かつて王の国家統一を助けた英雄のような、その人を!



 そう求めていたところに、かの少年は波を分けてたどり着いた。

黒い髪、黒い目。奇妙な服を着て、意味の通じぬ言葉を話す。少なくとも近隣国にこのような特徴を持つ民族はいないし、何より文献に残る異世界の青年像によく似ていた。ただ少し若いような気もしたが、そもそも建国が何年前の話だと思っている。本来ならとうに故人、きっと異世界というくらいであるから不思議な力が働いているのだろうよ。

 とにもかくにも、彼は審議にかけられるまでもなく「異世界からの英雄」であると皆が信じた。


 よって即座に王宮に送られ、父たる王の前に連れてこられた少年は今、目をぱちぱちさせながら、何がなんだかというように辺りを見回しているのである。俺はそんな彼の様子を王の後ろに控えて見ていた。威厳も風格もない、庶民のような少年だ。いざお姿を拝見すると、自分の心の中で育った憧れというのは美化が激しいのだと思った。見目の話ではない、カリスマ性の話だ。



「よくぞこの国の危機に舞い戻ってくれた。……いや、言葉が通じぬのだったか。果たして建国の際もそうだったのか……いかんせん細かいことは文献には残っておらぬゆえ。ともかくそなたの帰還は民や戦場の兵士達に勇気を与えてくれるだろう。いずれは最前線で彼らを導いてやってほしいのだが……ここまでの旅路、疲れているだろう。そなたの為の部屋はもう随分昔から用意されている。ゆっくり休まれよ」



 王はもう大人、子供のごとく物語の英雄にはしゃぐことなどしなかった。威厳を持って、いつも臣下に言うように、言いたいことだけ言って彼を下がらせようとしたので、俺は不躾承知で口を挟んだ。
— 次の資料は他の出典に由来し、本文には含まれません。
PR #794, opened 2022-10-24
Feature/wp presentation

cmeissl:
An attempt to support `wp_presentation`

based on #792 
depends on [wayland-rs#574](https://github.com/Smithay/wayland-rs/pull/574)

### DIFF
--- a/anvil/src/state.rs
+++ b/anvil/src/state.rs
@@ -7,11 +7,15 @@ use std::{
 use smithay::{
     backend::renderer::element::{default_primary_scanout_output_compare, RenderElementStates},
     delegate_compositor, delegate_data_device, delegate_input_method_manager,
-    delegate_keyboard_shortcuts_inhibit, delegate_layer_shell, delegate_output, delegate_primary_selection,
-    delegate_seat, delegate_shm, delegate_tablet_manager, delegate_text_input_manager, delegate_viewporter,
-    delegate_virtual_keyboard_manager, delegate_xdg_activation, delegate_xdg_decoration, delegate_xdg_shell,
+    delegate_keyboard_shortcuts_inhibit, delegate_layer_shell, delegate_output, delegate_presentation,
+    delegate_primary_selection, delegate_seat, delegate_shm, delegate_tablet_manager,
+    delegate_text_input_manager, delegate_viewporter, delegate_virtual_keyboard_manager,
+    delegate_xdg_activation, delegate_xdg_decoration, delegate_xdg_shell,
     desktop::{
-        utils::{surface_primary_scanout_output, update_surface_primary_scanout_output},
+        utils::{
+            surface_presentation_feedback_flags_from_states, surface_primary_scanout_output,
+            update_surface_primary_scanout_output, OutputPresentationFeedback,
+        },
         PopupManager, Space, Window,
     },
     input::{keyboard::XkbConfig, pointer::CursorImageStatus, Seat, SeatHandler, SeatState},
@@ -28,7 +32,7 @@ use smithay::{
             Display, DisplayHandle, Resource,
         },
     },
-    utils::{Logical, Point},
+    utils::{Clock, Logical, Monotonic, Point},
     wayland::{
         compositor::CompositorState,
         data_device::{
@@ -40,6 +44,7 @@ use smithay::{
             KeyboardShortcutsInhibitHandler, KeyboardShortcutsInhibitState, KeyboardShortcutsInhibitor,
         },
         output::OutputManagerState,
+        presentation::PresentationState,
         primary_selection::{set_primary_focus, PrimarySelectionHandler, PrimarySelectionState},
         seat::WaylandFocus,
         shell::{
@@ -106,6 +111,7 @@ pub struct AnvilState<BackendData: 'static> {
     pub xdg_activation_state: XdgActivationState,
     pub xdg_decoration_state: XdgDecorationState,
     pub xdg_shell_state: XdgShellState,
+    pub presentation_state: PresentationState,
 
     pub dnd_icon: Option<WlSurface>,
     pub log: slog::Logger,
@@ -116,7 +122,7 @@ pub struct AnvilState<BackendData: 'static> {
     pub cursor_status: Arc<Mutex<CursorImageStatus>>,
     pub seat_name: String,
     pub seat: Seat<AnvilState<BackendData>>,
-    pub start_time: std::time::Instant,
+    pub clock: Clock<Monotonic>,
 
     #[cfg(feature = "xwayland")]
     pub xwayland: XWayland,
@@ -264,6 +270,7 @@ delegate_xdg_decoration!(@<BackendData: Backend + 'static> AnvilState<BackendDat
 
 delegate_xdg_shell!(@<BackendData: Backend + 'static> AnvilState<BackendData>);
 delegate_layer_shell!(@<BackendData: 'static> AnvilState<BackendData>);
+delegate_presentation!(@<BackendData: 'static> AnvilState<BackendData>);
 
 impl<BackendData: Backend + 'static> AnvilState<BackendData> {
     pub fn init(
@@ -273,6 +280,8 @@ impl<BackendData: Backend + 'static> AnvilState<BackendData> {
         log: slog::Logger,
         listen_on_socket: bool,
     ) -> AnvilState<BackendData> {
+        let clock = Clock::new().expect("failed to initialize clock");
+
         // init wayland clients
         let socket_name = if listen_on_socket {
             let source = ListeningSocketSource::new_auto(log.clone()).unwrap();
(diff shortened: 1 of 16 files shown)


anvil/src/udev.rs
```diff
@@ -700,6 +719,62 @@ impl AnvilState<UdevData> {
...
+        std::mem::drop(surfaces);
+
+        let tp = metadata.as_ref().and_then(|metadata| match metadata.time {
+            smithay::backend::drm::DrmEventTime::Monotonic(tp) => Some(tp),
+            smithay::backend::drm::DrmEventTime::Realtime(_) => None,
+        });
+        let seq = metadata.as_ref().map(|metadata| metadata.sequence).unwrap_or(0);
+
+        let (tv_sec, tv_nsec) = if let Some(tp) = tp {
+            let zero = unsafe { std::mem::zeroed::<std::time::Instant>() };
```
Drakulix, line 768: I have used this hack before, but this needs a SAFETY note, that explains, that this relies on the internal representation of `std::time::Instant` on unix.

anvil/src/udev.rs
```diff
@@ -700,6 +719,62 @@ impl AnvilState<UdevData> {
...
+        };
+
+        let report = match surface.borrow_mut().output_render_report.take() {
+            Some(report) => report,
+            None => return,
+        };
+        std::mem::drop(surfaces);
+
+        let tp = metadata.as_ref().and_then(|metadata| match metadata.time {
+            smithay::backend::drm::DrmEventTime::Monotonic(tp) => Some(tp),
```
Drakulix, line 762: This case should also set the `hw_clock` (and possibly even the `hw_completion`) flags of the protocol, no?

Drakulix (commented):
Looks good so far! Couple of remarks

anvil/src/udev.rs
cmeissl: yeah, right. I definitely do not like that at all and atm the only thing we do is to convert the `Duration` in the source to an `Instant` and then back to a `Duration` here, so maybe we should remove the hack in the source and find a different solution?

anvil/src/udev.rs
cmeissl: yeah, I think both should be set in this case. I think the best way would be make the ***base*** flags a parameter of `send_frames` so that the backend can provide them. For drm that would be `vsync | hw_clock | hw_completion` if we get a monotonic metadata. If we have no metadata or not a monotonic time we could fall back to `clock_gettime` and only send `vsync`. Does that sound good?

anvil/src/udev.rs
Drakulix: Yeah, we should just fix this to return a `Duration` instead of doing this hack twice: https://github.com/cmeissl/smithay/blob/feature/wp_presentation/src/backend/drm/device/mod.rs#L390

anvil/src/state.rs
```diff
@@ -418,14 +436,55 @@ impl<BackendData: Backend + 'static> AnvilState<BackendData> {
...
+                        flags |= wp_presentation_feedback::Kind::ZeroCopy;
+                    }
+                    flags
+                })
+            })
+        }
+    }
+}
+
+pub fn clock_get_time(clk_id: libc::clockid_t) -> Result<libc::timespec, std::io::Error> {
```
Drakulix, line 478: Do we need this function? `std::time::Instant` is defined as using `clock_gettime` with the monotonic clock.
https://doc.rust-lang.org/nightly/std/time/struct.Instant.html#underlying-system-calls

cmeissl: Yeah, but we need tv_sec and tv_nsec for wp_presentation_feedback and I don't see how we could get that from Instant without some hacks (looking at you std::mem::zeroed).
The client has to be able to use the same clk_id to calculate time diffs, so we need to use the same base AFAIK.

Drakulix: Yeah, this is quite annoying. `std::time::Instant` really needs some function, that allow for C-interop. Preferably just a `Instant::ZERO` to get a zero-base, but that probably doesn't mean much on other systems.

cmeissl: I don't think this would be helpful, the intended use of `Instant` is just not well suited for our use-case. The fact that it uses `timespec` under the hood is just an implementation detail. Beside that `Instant` explicitely does not define a base so it is unsuitable for transporting a timepoint which requires a known base.

.github/workflows/ci.yml
```diff
@@ -86,6 +86,11 @@ jobs:
         with:
           command: update
           args: -p log --precise 0.4.14
+      - name: Downgrade bytemuck
```
i509VCB, line 89: These downgrade steps really do make our buildscripts quite ugly... Maybe we just want to force an explicit version of bytemuck in Smithay?

Although I believe a dependency has this set.

src/backend/allocator/swapchain.rs
```diff
@@ -107,6 +109,26 @@ impl<B: Buffer> Deref for Slot<B> {
     }
 }
 
+impl<B: Buffer> Clone for Slot<B> {
+    fn clone(&self) -> Self {
+        Self(self.0.clone())
+    }
+}
```
Drakulix, line 116: Hmm, no allowing users to clone the `Slot` was a very deliberate design decision, as most of the `Slot`s magic happens on drop. I wanted to avoid issues where users were unintentionally kept more references around and thus missed freeing the slot at the right time.

Does this need to be public (I don't see any usage of it in anvil, if I am not mistaken)? Or could it be an impl-function with proper docs to convey the use-case of this?

src/backend/allocator/swapchain.rs
```diff
@@ -107,6 +109,26 @@ impl<B: Buffer> Deref for Slot<B> {
...
+    fn export(&self) -> Result<super::dmabuf::Dmabuf, Self::Error> {
+        let maybe_dmabuf = self.userdata().get::<Dmabuf>();
+        if maybe_dmabuf.is_none() {
+            let dmabuf = (**self).export()?;
+            self.userdata().insert_if_missing(|| dmabuf);
+        }
+
+        Ok(self.userdata().get::<Dmabuf>().cloned().unwrap())
+    }
+}
```
Drakulix, line 130: So `Slot`s transparently cache dmabufs? Sounds useful!

anvil/src/udev.rs
```diff
@@ -700,6 +709,119 @@ impl AnvilState<UdevData> {
...
+            }
+        };
+
+        if schedule_render {
+            let output_refresh = match output.current_mode() {
+                Some(mode) => mode.refresh,
+                None => return,
+            };
+            let repaint_delay =
+                Duration::from_millis(((1_000_000f32 / output_refresh as f32) * 0.6f32) as u64);
```
Drakulix, line 808: So the delay is longer, if the refresh-cycle is longer? That seems not very useful for very high refresh-rates, where we might select a too short duration and thus miss every other frame.

An optimal implementation would likely keep the last n rendering-times and do a sliding window average. That is overkill for anvil, but I feel like a bad example is worse than no example. Any ideas how we could make this less stupid without making it perfect?

Drakulix (commented):
Overall I am super happy how this turned out!

src/backend/allocator/swapchain.rs
cmeissl: This is a really good point. In fact this change would break the contract, Drop will always set acquired to false for each clone. I will revert that change as it is no longer necessary, if I am not mistaken I only added it for the frame experiment I already removed again.

anvil/src/udev.rs
cmeissl: I choose this value cause I expect it to work fine for refresh rates up to 120Hz. For 120 Hz the compositor would have a bit more than 3 ms to render. My basic assumption for that was that if a user is able to drive such a high refresh rate the hardware would also be most likely capable of rendering the frame in a shorter period. On lower refresh rates a client would have more time to render. Like you said it is quite hard to select a reasonable delay. Even a sliding window with average has some limitations with spikes for example. I am not a fan of solely relying on some configuration parameter either because the topic may be hard to understand for an average user. On the other hand every hard coded value would be based on some specifc assumptions like the performance of the machine it was developed on. I would have skipped implementing the delay at all, but without it wp_presentation is rather useless imo as it would even increase the latency for some clients.

Currently I have no idea how that could be made better without introducing a dynamically calculated delay based on past render times and also some prediction.
But it definitely needs some comment describing why we want to delay the repaint.

Drakulix: Seems reasonable. Once some docs are added, I would consider this resolved.

src/backend/allocator/swapchain.rs
cmeissl: done

anvil/src/udev.rs
cmeissl: done

Drakulix (approved):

「陛下、彼の世話は、私がしても良いでしょうか。かつての王と英雄がごとく、いずれ共に兵を導く者として親睦を深めたく」



 大袈裟な物言いだが、本心はただ彼と話がしてみたいだけだった。尊い血筋に生まれると、何事にも建前が必要なのである。王の前に父である男、すぐに俺の真意など読み取った。ふぅとため息をつき一言「では任せる」と仰せになる。

 国の危機であっても好奇心が勝つ自分には嫌気が差すものだが、どうあがいでも子供の日の憧れたる英雄が近くにいるというのは嬉しいものだった。

 能ある鷹は爪を隠すという。実は、彼は庶民を装っているだけで、その実力は恐ろしいものなのかもしれない。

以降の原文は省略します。